# WHAT IS BEING ASKED
Beginning with the line below that contains "This switches the" and ending with the line that contains "The code that was", copy every line exactly. Copy nothing else.

# PROVIDED RECORDS
PR #980, opened 2019-10-02
Use `jsbi` for internal 64bit integer calculations

arthurschreiber:
This switches the code that is used for doing internal 64bit number calculations from our own custom code over to `jsbi`. `jsbi` is based on the `BigInt` type available in Node.js 12 and newer, but works in all Node.js versions that we want to be supported by `tedious`.

### Context

Some parts of the TDS protocal use 64-bit integers. Examples for this are the `rowcount` in the `DONE` token, or everything related to the `bigint` data type.

The code that was used for this was adapted from different other libraries (e.g. `node-int64`), but was never optimized for speed nor correctness (see https://github.com/tediousjs/tedious/pull/973). By replacing this code with `jsbi`, we should be able to improve performance, reduce the code we need to maintain, and also ensure correctness.

Note: This only changes internals. All external code reading / writing to `bigint` columns will be unaffected (but should be much faster than before).


src/token/done-token-parser.js
```diff
@@ -30,7 +31,15 @@ function parseToken(parser, options, callback) {
...
           curCmd: curCmd
         });
-      });
+      };
+
+      if (options.tdsVersion < '7_2') {
+        parser.readUInt32LE(next);
+      } else {
+        parser.readBigUInt64LE((rowCount) => {
+          next(JSBI.toNumber(rowCount));
```
arthurschreiber: If more than `Number.MAX_SAFE_INTEGER` (`9007199254740991`) rows are transferred, this conversion might result in an incorrect rowcount. I'm not sure if that's something we have to care about - this limit seems hardly reachable. :shrug:

src/token/done-token-parser.ts
```diff
@@ -42,7 +44,15 @@ function parseToken(parser: Parser, options: InternalConnectionOptions, callback
...
           curCmd: curCmd
         });
-      });
+      };
+
+      if (options.tdsVersion < '7_2') {
+        parser.readUInt32LE(next);
+      } else {
+        parser.readBigUInt64LE((rowCount) => {
+          next(JSBI.toNumber(rowCount));
```
arthurschreiber: If more than `Number.MAX_SAFE_INTEGER` (`9007199254740991`) rows are transferred, this conversion might result in an incorrect rowcount. I'm not sure if that's something we have to care about - this limit seems hardly reachable. 🤷‍♂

# SOLUTION FOR THIS EXERCISE
This switches the code that is used for doing internal 64bit number calculations from our own custom code over to `jsbi`. `jsbi` is based on the `BigInt` type available in Node.js 12 and newer, but works in all Node.js versions that we want to be supported by `tedious`.

### Context

Some parts of the TDS protocal use 64-bit integers. Examples for this are the `rowcount` in the `DONE` token, or everything related to the `bigint` data type.

The code that was used for this was adapted from different other libraries (e.g. `node-int64`), but was never optimized for speed nor correctness (see https://github.com/tediousjs/tedious/pull/973). By replacing this code with `jsbi`, we should be able to improve performance, reduce the code we need to maintain, and also ensure correctness.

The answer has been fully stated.